"Eh, ya, aku masih penasaran soal kejadian kemarin itu. Kok bisa ya, Gea dan Arsyi barengan gitu? Ada urusan apa coba," kata Darsam yang lantas membuat sorot mataku menajam. Sejak kapan dia lihat mereka?
"Iya, aku tahu, kok. Nggak usah sok nyembunyiin gitu," katanya dengan nada santai.
"Kaget aja, sih. Kok bisa tahu?"
Dia cuma terkekeh.
"Menurutmu sendiri gimana? Kan kau termasuk orang yang sok tahu, barangkali kebiasaanmu itu berguna dalam hal ini," kataku.

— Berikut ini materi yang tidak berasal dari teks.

PR #267, opened 2024-01-04
Feat/implement node decoding

bokoto000:


src/main/java/com/limechain/trie/structure/decoded/node/DecodedNode.java
```diff
@@ -228,4 +240,221 @@ public byte[] calculateMerkleValue(Function<byte[], byte[]> hashFunction, boolea
...
+        if (encoded == null || encoded.length == 0) {
+            throw new NodeDecodingException("Invalid node value: it's empty");
+        }
+
+        int firstByte = reader.readByte() & 0xFF;
+        boolean hasChildren;
+        Boolean storageValueHashed;
+        int pkLenFirstByteBits;
+
+        //https://spec.polkadot.network/#defn-node-header
```
vikinatora: Let's keep code style consistent and extract parts of the decode logic into separate functions just like in `encode` above.
image

vikinatora:
```suggestion
        // https://spec.polkadot.network/#defn-node-header
```

src/main/java/com/limechain/trie/structure/decoded/node/DecodedNode.java
```diff
@@ -228,4 +240,221 @@ public byte[] calculateMerkleValue(Function<byte[], byte[]> hashFunction, boolea
...
+
+        int childrenBitmap = extractChildrenBitmap(reader, hasChildren);
+
+        byte[] storageValue = extractStorageValue(reader, storageValueHashed);
+
+        List<List<Byte>> children = extractChildren(reader, childrenBitmap);
+        Nibbles partialKey = Nibbles.fromLEBytes(partialKeyLEBytes);
+        if (pkLen % 2 == 1) {
+            /// This is for situations where the partial key contains a `0` prefix that exists for
+            /// alignment but doesn't actually represent a nibble.
```
vikinatora: Please use consistent comment style
```suggestion
            // This is for situations where the partial key contains a `0` prefix that exists for
            // alignment but doesn't actually represent a nibble.
```

src/main/java/com/limechain/trie/structure/decoded/node/DecodedNode.java
```diff
@@ -228,4 +240,221 @@ public byte[] calculateMerkleValue(Function<byte[], byte[]> hashFunction, boolea
...
+
+    /**
+     * Extracts the partial key from a node in a trie structure using a ScaleCodecReader.
+     *
+     * @param reader The ScaleCodecReader used to read the encoded node data.
+     * @param pkLen  The length of the partial key in nibbles.
+     * @return byte[] The byte array containing the partial key.
+     * @throws NodeDecodingException If there are no more bytes to read, or if the partial key has invalid padding.
+     */
+    public static byte[] extractPartialKey(ScaleCodecReader reader, int pkLen) {
```
vikinatora: Should this function be public?

src/main/java/com/limechain/trie/structure/decoded/node/DecodedNode.java
```diff
@@ -228,4 +240,221 @@ public byte[] calculateMerkleValue(Function<byte[], byte[]> hashFunction, boolea
...
+
+    /**
+     * Extracts the children bitmap from a node in a trie structure.
+     *
+     * @param reader      The ScaleCodecReader used to read the encoded node data.
+     * @param hasChildren A boolean indicating whether the node has children.
+     * @return int The children bitmap as an integer. If the node has no children, returns 0.
+     * @throws NodeDecodingException If there are no more bytes to read, or if the children bitmap is zero.
+     */
+    public static int extractChildrenBitmap(ScaleCodecReader reader, boolean hasChildren) {
```
vikinatora: Should this be public static ?

src/main/java/com/limechain/trie/structure/decoded/node/DecodedNode.java
```diff
@@ -228,4 +240,221 @@ public byte[] calculateMerkleValue(Function<byte[], byte[]> hashFunction, boolea
...
+
+    /**
+     * Extracts the storage value from a node in a trie structure.
+     *
+     * @param reader             The ScaleCodecReader used to read the encoded node data.
+     * @param storageValueHashed A Boolean indicating whether the storage value is hashed. Can be null, true, or false.
+     * @return byte[] The storage value as a byte array, or null if there is no storage value.
+     * @throws NodeDecodingException If there are no more bytes to read from the reader.
+     */
+    public static byte[] extractStorageValue(ScaleCodecReader reader, Boolean storageValueHashed) {
```
vikinatora: Same as above

src/main/java/com/limechain/trie/structure/decoded/node/DecodedNode.java
```diff
@@ -228,4 +240,221 @@ public byte[] calculateMerkleValue(Function<byte[], byte[]> hashFunction, boolea
...
+
+    /**
+     * Extracts the children of a node in a trie structure.
+     *
+     * @param reader         The ScaleCodecReader used to read the encoded node data.
+     * @param childrenBitmap An integer bitmap representing the presence of children. Each bit corresponds to a child.
+     * @return List<List < Byte>> A list of children, where each child is represented as a list of bytes.
+     * @throws NodeDecodingException If the length of any child's data exceeds the maximum allowed size.
+     */
+    public static List<List<Byte>> extractChildren(ScaleCodecReader reader, int childrenBitmap) {
```
vikinatora: Same as above

vikinatora (changes requested):

src/main/java/com/limechain/trie/structure/nibble/Nibbles.java
```diff
@@ -67,6 +68,15 @@ public static Nibbles of(int... nibbles) {
...
     }
 
+    public static Nibbles fromLEBytes(byte[] bytes) {
+        Nibbles nibbles = new Nibbles(new byte[]{});
+        for (int i = 0; i < bytes.length; i++) {
+            nibbles.add(Nibble.fromInt((bytes[i] >> 4 & 0xf)));
+            nibbles.add(Nibble.fromInt((bytes[i] & 0xf)));
+        }
+        return nibbles;
+    }
```
David-Petrov: That's what `BytesToNibbles` is for. Ideally, I'd suggest we keep the Nibbles class itself behaving like a collection, thus extract generational logic outside... or at least that was my intention. You could replace any invocations of `Nibbles.fromLEBytes(arr)` with `new Nibbles(new BytesToNibbles(arr))` for now. 

There will be additional refactoring to the entire Nibbles class anyway, it's a bit messy as of right now :D

src/main/java/com/limechain/client/FullNode.java
```diff
@@ -223,7 +223,7 @@ TrieStructure<Pair<Optional<byte[]>, Optional<byte[]>>> initializeDatabaseStorag
                     // TODO:
                     //  All of this ugly boilerplate for a simple List<Optional<byte[]>> to List<Byte>[] conversion...
                     //  figure out a better representation
-                    children.stream().map(p -> p.map(ba -> new ArrayList<>(List.of(ArrayUtils.toObject(ba)))).orElse(null)).toArray(ArrayList[]::new),
+                        List.of(children.stream().map(p -> p.map(ba -> new ArrayList<>(List.of(ArrayUtils.toObject(ba)))).orElse(null)).toArray(ArrayList[]::new)),
```
David-Petrov: [Nitpick]
```suggestion
children.stream().map(p -> p.map(ba -> new ArrayList<>(List.of(ArrayUtils.toObject(ba)))).orElse(null)).toList()
```

src/main/java/com/limechain/trie/structure/decoded/node/DecodedNode.java
```diff
@@ -228,4 +240,221 @@ public byte[] calculateMerkleValue(Function<byte[], byte[]> hashFunction, boolea
...
+    /***
+     * Decodes a node value found in a proof into its components.
+     * This can decode nodes no matter their version or hash algorithm.
+     *
+     * @param encoded The byte array representing the encoded node.
+     * @return DecodedNode<Nibbles, List < Byte>> The decoded node with its partial key, children, and storage value.
+     * @throws NodeDecodingException If the encoded array is null, empty, or invalid.
+     * @throws IllegalArgumentException If 'encoded' is null.
+     */
+    public static DecodedNode decode(byte[] encoded) {
```
David-Petrov: I think this return type shouldn't be raw, we should specify the generic parameters since `decode` is a constructing method. On that note, perhaps `decode` could also become generic, but for now that might not be needed at all.

src/main/java/com/limechain/trie/structure/decoded/node/DecodedNode.java
```diff
@@ -228,4 +240,221 @@ public byte[] calculateMerkleValue(Function<byte[], byte[]> hashFunction, boolea
 
         return nodeValue;
     }
+
+    /***
+     * Decodes a node value found in a proof into its components.
+     * This can decode nodes no matter their version or hash algorithm.
+     *
+     * @param encoded The byte array representing the encoded node.
+     * @return DecodedNode<Nibbles, List < Byte>> The decoded node with its partial key, children, and storage value.
```
David-Petrov: [Possible nitpick]
Wrap those generics in a {@code ... } to avoid the HTML trouble with the angle brackets in the JavaDoc :D

```suggestion
     * @return {@code DecodedNode<Nibbles, List <Byte>>} The decoded node...
```

Although I generally stray away from repeating the return type in the JavaDoc, it's kinda visible from the signature.

src/main/java/com/limechain/trie/structure/decoded/node/DecodedNode.java
David-Petrov: We reached the conclusion it's okay as is, as far as possible what's extractable has been extracted.

src/main/java/com/limechain/trie/structure/decoded/node/DecodedNode.java
bokoto000: Changed them to private but I'd like to leave them static as they do not need an instance

src/main/java/com/limechain/trie/structure/decoded/node/DecodedNode.java
bokoto000: The decoding logic in smoldot is not generic as the children are saved as byte array and the partial key is saved as nibbles so I suggest we keep this non-generic.

src/main/java/com/limechain/trie/structure/decoded/node/DecodedNode.java
```diff
@@ -228,4 +239,218 @@ public byte[] calculateMerkleValue(Function<byte[], byte[]> hashFunction, boolea
...
+     */
+    public static DecodedNode<Nibbles, List<Byte>> decode(byte[] encoded) {
+        ScaleCodecReader reader = new ScaleCodecReader(encoded);
+        if (encoded == null || encoded.length == 0) {
+            throw new NodeDecodingException("Invalid node value: it's empty");
+        }
+
+        int firstByte = reader.readByte() & 0xFF;
+        boolean hasChildren;
+        Boolean storageValueHashed;
```
David-Petrov, line 260: [Possible nitpick] I'd add a NOTE for some kind of intentionality indication that `null` is a semantically valid value of this Boolean. I guess you've considered the `Optional<Boolean>` approach, although in Java that's understandably controversial and I can see why you've gone for the simpler nullable type :D

src/main/java/com/limechain/trie/structure/decoded/node/DecodedNode.java
```diff
@@ -228,4 +239,218 @@ public byte[] calculateMerkleValue(Function<byte[], byte[]> hashFunction, boolea
...
+
+    /**
+     * Extracts the storage value from a node in a trie structure.
+     *
+     * @param reader             The ScaleCodecReader used to read the encoded node data.
+     * @param storageValueHashed A Boolean indicating whether the storage value is hashed. Can be null, true, or false.
+     * @return byte[] The storage value as a byte array, or null if there is no storage value.
+     * @throws NodeDecodingException If there are no more bytes to read from the reader.
+     */
+    private static byte[] decodeStorageValue(ScaleCodecReader reader, Boolean storageValueHashed) {
```
David-Petrov: Again, for intentionality (although mentioned in the Javadoc, but could be clarified a bit more):

```suggestion
    private static byte[] decodeStorageValue(ScaleCodecReader reader, @Nullable Boolean storageValueHashed)
```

"Sial," katanya tertawa. "Ya aku rasa... Coba deh, inget waktu kau dikunci di ruang kesenian waktu itu. Itu kan yang ngunci Arga, dia disuruh sama Arsyi. Nah, pasti terlbatnya Gea nggak jauh-jauh dari kompromi mereka. Coba kau pikir. Kenapa bisa kebetulan banget Gea ada di situ?"
Aku memikirkan kata-kata Darsam itu. Dan hanya bisa manggut-manggut. Masuk akal juga.
"Terus kalau faktanya kek gitu, kenapa Gea mau, ya?"
"Nah itu yang bikin aku penasaran. Kenapa dia sampai bisa nurut sama Arsyi? Mungkin ini karena dia udah kecewa banget sama kau..."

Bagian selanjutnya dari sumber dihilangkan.